The major banks have taken advantage of the current mortgage market by increasing their share of home loan that used to be held by smaller lenders. These include Westpac’s takeover of St George and CBA’s takeover of BankWest.

The credit crunch has allowed the majors to squeeze smaller lenders out of the market. But there were still 13,690 mortgage brokers practicing in Australia despite the squeeze. Of those, 10,000 were individuals.

Now the Federal Government is pumping an extra $8 billion into the mortgage market to “support competition”. But will this work?

Previously, non bank lenders competed with the majors on price and grabbed a large slice of the action. Subsequently, the major banks reduced their rates and offset the loss of income by closing thousands of branches across the nation.

Some people could see that the market was reorganizing itself and that there were opportunities to start businesses. Thus mortgage brokers as we now know them established themselves.

Each lender will only deal directly with brokers who submit a minimum level of applications per month. These minimum levels might be set around the one million dollar mark and brokers must meet them to maintain a direct relationship.

This is quite an ask for most mortgages brokers. One million dollars worth or home loans may constitute anywhere between one and five successful applications. Not many small brokers would be able to meet that minimum requirement and would be able to keep that direct relationship alive.

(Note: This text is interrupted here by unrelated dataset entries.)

PR #2089, opened 2026-08-06
Rename qlcplus-qml -> qlcplus5 on all platforms

mcallegari:
Ensure no collisions on Linux. Only shared resources are fixtures, rgb scripts, gobos, etc.


jpue:
I think the changes in this PR (keeping QLC+ 4 and 5 installations more separate) will pay off in the long run.

In the short term, however, this will probably generate a lot of activity and issue reports on the forums.
Especially on Windows, users are going to download the new version and simply install it over their existing installation, since this is how updates are carried out for most software (which do not have a built-in updater).
By doing so, the old `qlcplus-qml.exe` will likely remain in-place, whilst unrenamed `.dll` library files will be updated. If there now exists a link/shortcut to `qlcplus-qml.exe` used to start QLC+, it will either no longer work at all or crash unexpectedly/in weird places since parameters of calls to library functions have been changed in number and/or type.

Therefore, maybe a note should be added to the next release notes advising users to completely uninstall QLC+ and then reinstall it if they experience such problems.

In addition, whilst working on the build and deployment tooling, perhaps these changes (fad1e0f7e7a708a446ef35adb81e1ff9a12a9072) could also be integrated, so that in QLC+ 5, the plugin configuration dialogues and the `webaccess` configuration page can also access the existing translations.

mcallegari:
@jpue yes, I'll clearly state that from 5.2.x to 5.3.0 on Windows you need to uninstall first.

@edogawa23 I am worried about OBS builds. This change will basically split QLC+ into 3 packages on Debian: qlcplus (v4), qlcplus5 (v5) and qlcplus-data (common). We'll have to adjust the rules files, unless we want to keep building as a single package but the v4/v5 clash will stay.

edogawa23:
I'm not familiar with how the Windows installers are being built. I briefly looked at the Actions logs for this PR v4 and v5 Windows builds, but I can't take the time to study more carefully, currently.
So my question may seem silly, but can't we delete the previous installation's files while installing over or updating? AFAIK vlc, Ardour/Mixbus and many other software do it that way...

As for the debian package changes, I'd be more than happy to split common files into a -data subpackage, and would do the same for rpm distros and Arch. It will take a bit of work and time that I'm willing to spend, and would be able to do so in the next few weeks.

Generally I find it less than ideal that both the package from upstream debian and our OBS debian/ubuntu builds are generated from different dsc/rules/control etc. files than those in the QLC+ sources debian/ dir. I think there is an alternative way to build deb in OBS, and get rid of our debian.rules etc. duplicates in the OBS package and use the ones in debian/ directly, and again I am happy to take the time and find out how that's done properly.

edogawa23:
Can we have a look on debian OBS building? It seems that a1e6b7a940c05c8cf0ceac02e719c8c85e36de90 broke all the debian builds for v5, as at build time debtransform replaces our fake debian changelog in the OBS package sources by debian/changelog from upstream, and this now is a symlink to changelog-v4. I tried to patch this and point the symlink to changelog-v5 but dpkg-source cannot handle replacing symlinks, it seems. I tried all kinds of things with help from Devin AI but haven't found a way to work this out so far. Right now my daily quota exceeded but I somehow doubt I'll be able to fix this via AI, nor have the time or inclination to dive that deep into debian packaging, especially with that debtransform wizardry on top. If any of you guys know better, please help, otherwise I'll continue trying with that AI agent.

The mortgage broking industry therefore came into existence during a time when financial deregulation took hold in Australia. Brokers effectively became the sales team for smaller lenders who were not able to reach customers through their own resources.

Most non bank lenders do not have a network of branches they can use to peddle their wares. Nor do they have a large marketing budget that will allow them to advertise on TV. Mortgage brokers fill that void by selling the products that smaller lenders offer to the general public.

Mortgage brokers receive income by way of commissions from these lenders. They are paid per application that is approved and the loan subsequently drawn down by the borrower. Sometimes some of the commissions go to aggregators or franchisors if the brokers work under them. The aggregators help the brokers get around the minimum volume requirements, which allows them to deal with more lenders and offer their clients more choice.